Provided records START
Issue #37918, opened 2022-06-06
CSP Adapter: Upgrade Strategy


MbolotSuse:
This supports the CSP adapter/AWS integration work.

A strategy needs to be devised which allows the CSP adapter to be upgraded after install. Preferably, this will allow the csp adapter to be upgraded regularly along with rancher without the need for constant user intervention.

Requirements:
- Rancher should specify a minimum version of the csp adapter. 
- When rancher is run, it should check if the adapter is installed. 
  - If the adapter is not installed, rancher should not attempt an upgrade or install
  - If the adapter is installed, rancher should check the values to ensure that the chart is at the minimum version it expects (specified through an environment variable)
    - If the adapter version is at or above the minimum version, rancher should not take any action 
    - If the adapter version is below the minimum version, rancher should upgrade the chart and re-use any user values which were previously provided

If a technical reason is discovered that prevents this from functioning as expected, this reason should be documented in this issue. At minimum, documentation will need to be provided which instructs the user on manually upgrading the csp adapter using the helm cli.

MbolotSuse:
## Validation Template

## Root Cause

There was no logic to automatically upgrade the csp adapter. 

## What was fixed, or what change have occurred

Changes:
- A new setting has been added which specifies the minimum version of the adapter
- A controller has been added which watches this setting
- When the controller is called, if the adapter is installed, it attempts to upgrade the adapter to the specified min version
- When the controller is installed, if the adapter is not installed, it does nothing
- Both the controller and the `v1/generateSUSERancherSupportConfig` endpoints now use helm/chart based logic to determine installation status

## Areas or cases that should be tested

Automatic upgrade. See below for technical procedure steps:
1. Install an older version of the adapter.
2. Upgrade rancher through a helm command (`helm upgrade ...`) to use a new image which specifies a new min version.
3. Ensure that the adapter was upgraded to the requisite minimum version `helm ls -A ...`.
4. Ensure that values which the user specified during the original installation of the chart (aws account number/role name) are not deleted.

No Install:
1. Don't install the adapter.
2. Install rancher.
3. Ensure that rancher doesn't attempt to install or upgrade the adapter. 

No Upgrade:
1. Install the adapter with a version higher than the minimum.
2. Upgrade rancher to use a new minimum version of the adapter which is still lower than the version installed in step 1.
3. Ensure that rancher doesn't attempt to upgrade the adapter.
4. Ensure that the adapter's values appear unchanged.

## What areas could experience regressions

[...]

PR #38020, opened 2022-06-16
Adding automatic upgrade for csp-adapter

MbolotSuse:
Adds the ability for rancher to upgrade the csp-adapter to a
specified minimum version.

### DIFF
--- a/pkg/api/steve/supportconfigs/generator.go
+++ b/pkg/api/steve/supportconfigs/generator.go
@@ -1,3 +1,4 @@
+// Package supportconfigs provides a HTTPHandler to serve supportconfigs. This handler should be registered at Endpoint
 package supportconfigs
 
 import (
@@ -11,6 +12,7 @@ import (
 
 	"github.com/rancher/rancher/pkg/auth/util"
 	v1 "github.com/rancher/rancher/pkg/generated/norman/core/v1"
+	"github.com/rancher/rancher/pkg/managedcharts/cspadapter"
 	"github.com/rancher/rancher/pkg/types/config"
 	"github.com/sirupsen/logrus"
 	authzv1 "k8s.io/api/authorization/v1"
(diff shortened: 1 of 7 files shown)


MbolotSuse:
Related to rancher/rancher#37918.

## Background

The CSP adapter is a manually installed chart that manages support entitlements purchased through AWS. For more on the adapter, see rancher/docs#4143.

While users do need to install the adapter manually (mostly due to the fact that this only can be used in AWS under certain circumstances), we do want to upgrade the adapter with each new rancher release. This will allow us to push out bug fixes/new features without manual user intervention.

## Changes
- If the adapter is not installed, do nothing
- If the adapter is installed, make sure that the version is equal to the version specified by in our env variables. If it isn't, upgrade the adapter
- When trying to download a supportconfig - instead of looking for the configmap to see if the adapter is installed, look to see if the helm chart is installed. This will help the `generateSUSERancherSupportConfig` endpoint return results even if a user has only partially uninstalled the adapter.

## Notes
- This is intended to mostly mirror similar functionality that we use for the webhook/fleet. You can find that logic for the webhook [here](https://github.com/rancher/rancher/blob/ea017a42dfef70e6407d5cad9e82a74be88c3152/pkg/controllers/dashboard/systemcharts/controller.go#L71). There are a couple of differences, namely:
  - The webhook/fleet are always installed. Because of this, they don't have the extra check to see if this install is necessary. Since we only want to upgrade the adapter if it is installed, we need slightly different logic

pkg/controllers/dashboard/cspadaptercharts/controller.go
```diff
@@ -0,0 +1,51 @@
...
+
+type handler struct {
+	sync.Mutex
+	manager     *system.Manager
+	adapterUtil *cspadapter.ChartUtil
+}
+
+func (h *handler) onSetting(key string, setting *v3.Setting) (*v3.Setting, error) {
+	if setting == nil {
+		return nil, nil
```
maxsokolovsky, line 34: Question: why not return the setting here just as you do below, inside the if statement? Does the caller of `onSetting` handle the `nil, nil` return values properly?

pkg/api/steve/supportconfigs/generator.go
```diff
@@ -54,12 +57,23 @@ func (h *GeneratorHandler) ServeHTTP(writer http.ResponseWriter, request *http.R
...
 	}
+	_, err = h.adapterUtil.GetRelease()
+	if err != nil {
+		if errors.Is(err, cspadapter.ErrNotFound) {
+			// if the adapter is not installed, return a 501 so the user knows to install the adapter
+			util.ReturnHTTPError(writer, request, http.StatusNotImplemented, "csp-adapter must be installed in order to to generate supportconfigs")
+			return
+		}
+		logrus.Warnf("[%s] Error when attempting to determine if adapter is installed, %s", logPrefix, err)
+		util.ReturnHTTPError(writer, request, http.StatusInternalServerError, "internal server error")
```
maxsokolovsky, line 68: Nit: for the last argument, it'd be a good practice to return the text for the HTTP status code using the `StatusText(code int) string` function from the `net/http` package.

maxsokolovsky, line 68: Same here with the error text for common HTTP errors.

pkg/controllers/dashboard/cspadaptercharts/controller.go
```diff
@@ -0,0 +1,51 @@
...
+	adapterRelease, err := h.adapterUtil.GetRelease()
+	if err != nil {
+		if errors.Is(err, cspadapter.ErrNotFound) {
+			// If the adapter isn't installed, don't attempt an upgrade
+			return setting, nil
+		}
+		// if we can't determine the status of the adapter, stop here and attempt to re-evaluate later
+		return setting, err
+	}
+	err = h.manager.Ensure(cspadapter.ChartNamespace, adapterRelease.Name, settings.CSPAdapterMinVersion.Get(), nil, true)
```
maxsokolovsky, line 49: What if the current version is not equal to but greater than the minimum required? Would Rancher downgrade it?

MbolotSuse: This is getting more into the functionality of the Ensure method that we are using here, since that is what decides if the app should be installed/upgraded.

That being said, I believe that it will only upgrade if the desired version (min) is higher than the actual version. See [here](https://github.com/rancher/rancher/blob/952e27f9dd9bf9ebfb2226795fd2d34febcb0fd4/pkg/catalogv2/system/system.go#L409-L431) for the relevant code.

MbolotSuse:
Note: This is now dependent on rancher/charts#1949 due to an upgrade in the min version specified in the dockerfile.

pkg/api/steve/supportconfigs/generator.go
MbolotSuse: Good call, Change made.

MbolotSuse: Not sure if this comment was left in the right place, but I updated both L68 and L80 with this.

Good call, change made.

maxsokolovsky (dismissed):

pkg/controllers/dashboard/cspadaptercharts/controller.go
```diff
@@ -0,0 +1,51 @@
...
+		return setting, nil
+	}
+	adapterRelease, err := h.adapterUtil.GetRelease()
+	if err != nil {
+		if errors.Is(err, cspadapter.ErrNotFound) {
+			// If the adapter isn't installed, don't attempt an upgrade
+			return setting, nil
+		}
+		// if we can't determine the status of the adapter, stop here and attempt to re-evaluate later
+		return setting, err
```
KevinJoiner, line 47: nit:
wrap error from external packages

pkg/controllers/dashboard/cspadaptercharts/controller.go
```diff
@@ -0,0 +1,51 @@
...
+	}
+	err = h.manager.Ensure(cspadapter.ChartNamespace, adapterRelease.Name, settings.CSPAdapterMinVersion.Get(), nil, true)
+	return setting, err
```
KevinJoiner, line 50: nit:
wrap error from external packages

pkg/api/steve/supportconfigs/generator.go
```diff
@@ -29,41 +30,54 @@ const (
...
+		if errors.Is(err, errNotFound) {
+			util.ReturnHTTPError(writer, request, http.StatusServiceUnavailable, "supportconfig not yet generated, try again later")
 			return
 		}
 		logrus.Errorf("[%s] Error when generating supportconfig %v", logPrefix, err)
-		util.ReturnHTTPError(writer, request, http.StatusInternalServerError, "Internal Server Error")
+		util.ReturnHTTPError(writer, request, http.StatusInternalServerError, http.StatusText(http.StatusInternalServerError))
 		return
 	}
 	writer.Header().Set("Content-Type", tarContentType)
```
KevinJoiner, line 83: This comment is for line 85, I can't leave a line comment because of this [issue](https://github.com/isaacs/github/issues/1655) with Github. 

The error return from `Copy` is not being handled.
```golang
n, err := io.Copy(writer, archive)
```

pkg/controllers/dashboard/cspadaptercharts/controller.go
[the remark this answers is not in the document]
MbolotSuse: I'm going to disagree with you here. This case does not represent an error situation - and as such, I don't want to return an error which indicates that the function has failed. I can change this to:

```go
return setting, nil
```

Which is semantically different, but functionally the same. Or I can combine this and the "this isn't my setting" case, which would change this to 

```go
if setting == nil || setting.Name != settings.CSPAdapterMinVersion.Name{
    return setting, nil
}
```
This approach is taken by [the fleetworkspace controller](https://github.com/rancher/rancher/blob/9bcffaa9cb7259a223280de1c50050a443267362/pkg/controllers/provisioningv2/fleetworkspace/controller.go#L70). Let me know which you prefer, personally I'm leaning toward the second.

pkg/api/steve/supportconfigs/generator.go
MbolotSuse: Good call, will fix.

pkg/managedcharts/cspadapter/cspadapter.go
```diff
@@ -0,0 +1,49 @@
...
+}
+
+func NewChartUtil(clientGetter genericclioptions.RESTClientGetter) *ChartUtil {
+	return &ChartUtil{
+		restClientGetter: clientGetter,
+	}
+}
+
+// GetRelease finds the release for the CSP adapter. If not found, returns nil, ErrNotFound.
+func (c ChartUtil) GetRelease() (*release.Release, error) {
```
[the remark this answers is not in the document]
MbolotSuse: Good call, will fix.

pkg/settings/setting.go
```diff
@@ -123,6 +123,7 @@ var (
 
 	FleetMinVersion          = NewSetting("fleet-min-version", "")
 	RancherWebhookMinVersion = NewSetting("rancher-webhook-min-version", "")
+	CSPAdapterMinVersion     = NewSetting("csp-adapter-min-version", "")
```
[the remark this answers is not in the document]
MbolotSuse: Not sure that I understand all of this comment - can you elaborate more?

This is grouped with the prior 3 settings because it is closest to them in terms of functionality (each controls the minimum applicable version). I'm ok with adding comments to explain the setting, but I definitely think that it should be grouped with similar settings rather than put in alphabetical order.

pkg/controllers/dashboard/cspadaptercharts/controller.go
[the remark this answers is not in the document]
MbolotSuse: Taking the second approach - resolving.

pkg/settings/setting.go
```diff
@@ -144,11 +148,15 @@ var (
 	// If set to false the kubeconfig will contain a command to login to Rancher.
 	KubeconfigGenerateToken = NewSetting("kubeconfig-generate-token", "true")
 
-	// Deprecated: On removal use kubeconfig-default-ttl-minutes for all kubeconfigs.
 	// KubeconfigTokenTTLMinutes currently is used to set the TTL for kubeconfigs created through the CLI.
 	// This can be done with the token command or via kubectl when kubeconfig-generate-token is false.
 	// This TTL is used regardless of the value of kubeconfig-default-ttl-minutes.
+	//
+	// Deprecated: On removal use kubeconfig-default-ttl-minutes for all kubeconfigs.
```
KevinJoiner, line 155: Thank you for fixing this.

KevinJoiner (dismissed):
LGTM

KevinJoiner (approved):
Provided records END
Exercise directions:
The reply should consist solely of the lines of the data, exact, from the opening line through the line with "- If the adapter version is below", inclusive.

Result of this exercise:
Issue #37918, opened 2022-06-06
CSP Adapter: Upgrade Strategy


MbolotSuse:
This supports the CSP adapter/AWS integration work.

A strategy needs to be devised which allows the CSP adapter to be upgraded after install. Preferably, this will allow the csp adapter to be upgraded regularly along with rancher without the need for constant user intervention.

Requirements:
- Rancher should specify a minimum version of the csp adapter. 
- When rancher is run, it should check if the adapter is installed. 
  - If the adapter is not installed, rancher should not attempt an upgrade or install
  - If the adapter is installed, rancher should check the values to ensure that the chart is at the minimum version it expects (specified through an environment variable)
    - If the adapter version is at or above the minimum version, rancher should not take any action 
    - If the adapter version is below the minimum version, rancher should upgrade the chart and re-use any user values which were previously provided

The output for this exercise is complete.